Yet it is not only Abel’s memory that haunts Lisa as a ghost and Dumb Willie’s elusiveness that keeps her from moving on. It is also the thing that has brought her here to this place. She reaches into her apron pocket, past all those folded and crinkled bills, and pulls out the envelope she found in her post office box only hours ago. Mixed in with sympathy cards and the electric bill and a catalog she may now order from rather than leaf through was this, another of the letters. Sometimes they came a week at a time and sometimes more, many times less, but always when Lisa had allowed a hope to grow that they would stop, as though they were a punishment for doubting a father’s devotion.
She holds the envelope to the setting sun, sees the folded paper inside. The address written on the front (Abel Shifflett, PO Box 57, Mattingly, VA 24465) and the return (213 Kable Street, No. 11, Fairhope, NC 28573).
Lisa has not read the letter. She has read them all, but this one will remain unopened.
Her thoughts return to that Sunday on the porch, surrounded by all those women in their Sunday finery that bespoke better lives. To the prayer Lisa uttered in the quietness of her heart—if Abel were found well, there would be no more secrets between them. She would tell him everything, even of his father. That his name was Gary and he was a kind man in spite of his troubles, that he worked hard at helping to build things, houses and offices, because making something out of nothing brought him a peace he had always lacked.
She would tell of the first time they’d met, inside a seedy little bar not far from this place. How Gary had said, I can see your soul, and I’ve never seen a more beautiful one, and Lisa had melted beneath the romance of those words because she had yet to know their terror. He was handsome in a way that Abel was never quite. A good man, which allowed Lisa to gloss over the drugs he took. She loved him, yes. Lisa loved Gary with that childlike ardor that crops out all those things that do not fit inside the perfect picture the mind creates, setting them aside under the foolish notion that not looking at his faults, his dangers, would make them go away.
And yet Lisa Shifflett had always been a lonely sort of girl, overlooked in many of the same ways that have
(Had, she corrects)
plagued her only son in life. Gary Bragg turned out to be the lonely sort as well, though for much different reasons. They grew to talk of marriage and children and a house along the river, grand plans that a mere carpenter’s helper could never afford. With familiarity came a gnawing sense that something plagued this man she had come to cleave herself to, some darkness Gary could never put to words Lisa understood. “I see your soul,” he would often say. It’s so beautiful, Lisa, and that would somehow make everything better for a while.
For a while.
Dreams, Lisa knows. That was all they had. Dreams and something that feels, even these years later and even in this place, like love.

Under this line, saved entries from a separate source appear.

PR #634, opened 2021-12-30
[nri-kubernetes] NRI kubernetes v3 upgrade shimming

kang-makes:
#### Is this a new chart

No

This is other approach that enables us to leave the compatibility layer separated from the code we really want to maintain.

#### Checklist
- [x] Chart Version bumped


kang-makes:
Rebase is needed but it is ready to start a discussion.

charts/nri-bundle/values.yaml
```diff
@@ -2,10 +2,14 @@
 # This is a YAML-formatted file.
 # Declare variables to be passed into your templates.
 
-# enables newrelic-infrastructure
+# Legacy nri-kubernetes chart, disabled by default
 infrastructure:
   enabled: true
```
roobre, line 7: I'd flip this to false, so new users don't have any hacks enabled by default.

charts/nri-bundle/values.yaml
```diff
@@ -2,10 +2,14 @@
...
 
+# Latest nri-kubernetes chart
+nri-kubernetes:
+  enabled: false
```
roobre, line 11: And this enabled by default.

charts/nri-bundle/requirements.yaml
```diff
@@ -1,9 +1,26 @@
...
     version: 2.7.3
 
+  # New nri-kubernetes chart with compatibility layer.
+  - name: nri-kubernetes
+    alias: newrelic-infrastructure
+    repository: file://../nri-kubernetes
+    # Notes of why this is overengineered:
+    #  * This chart is still using Helm 2 so we cannot set various conditions like `infrastructure.enabled,newrelic-infrastructure.compatibilityLayer`
+    #  * Helm 2 also does not support `import-values` so we have to alias the new chart to the old one to get the values from it.
+    condition: newrelic-infrastructure.compatibilityLayer
```
roobre, line 15: If we don't set this to `false` (or `true`) in the values, helm will ignore the condition and render the chart.

kang-makes: Really good point. I would have to think about it.

kang-makes:
Limitations of having Helm 2, a change in the name of the chart and a change in the values are too complex to a compatibility layer.

We cannot tackle all in the same release. What I tried with this PR is impossible.

Closing.

PR #56704, opened 2020-04-18
Port #51033 to master

terminalmage:
See https://github.com/saltstack/salt/pull/51033


terminalmage:
I've added a testcase and also made a slight tweak. This was limited to Python 3 only because it looks like the original author of this PR was unaware of how to force `salt.utils.vt` to write a `str` type irrespective of which version of Python (something that was fixed by @garethgreenaway in ffdae27877b23dcb06a7f8b76682548f2198845e around the same time the original PR was merged).

dwoz (approved):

Those dreams only increased the day Lisa found herself pregnant, but they were hers alone in those long weeks afterward, not Gary’s. His drug use became worse, no longer a mere joint a few days a week but one a night, then two, and then marijuana chased with booze chased with worse. Heroin. Crack.
I see your soul, he said.
And then came the end, there on some dusty highway high up in the Carolina mountains, the phone call Lisa received from him late that night, Gary crying and Lisa crying as well, her hand on the tiny bump formed by the child growing in her womb.
She had always told Abel that his daddy had died just before he was born. That was never a lie. The man Lisa had known and loved was gone by then, replaced by a stranger. She left, taking nothing but a suitcase of old clothes, a handful of cash, and her unborn child. Lisa’s cash ran out just south of a little town in Virginia named Mattingly. She did Gary the courtesy of passing along her address, saying he could write. It was an act of kindness on her part to give a father back a little of the everything he had lost, though Lisa never had any intention of allowing Abel to read whatever letters were sent to the tiny trailer at the end of a dead-end road. Better her boy know a lie, she thought back then, than ever the truth.
She gets out of the car and snuffs the cigarette beneath her shoe, then closes the door behind her. The winding walkway to the main building is empty but for herself. Lisa smells fresh-cut grass and flowers, hears the trees whistle and cheers from the baseball field far away. She wonders where Dumb Willie is, if he’s sorry for what he did.
Gary deserves to know what has happened to his son. Not by a phone call or a letter, but in person. And the truth of it is that Lisa longs to see his face for the first time in nearly a dozen years. It may mark a beginning. Or an end. Either way, it is the first small step in moving on.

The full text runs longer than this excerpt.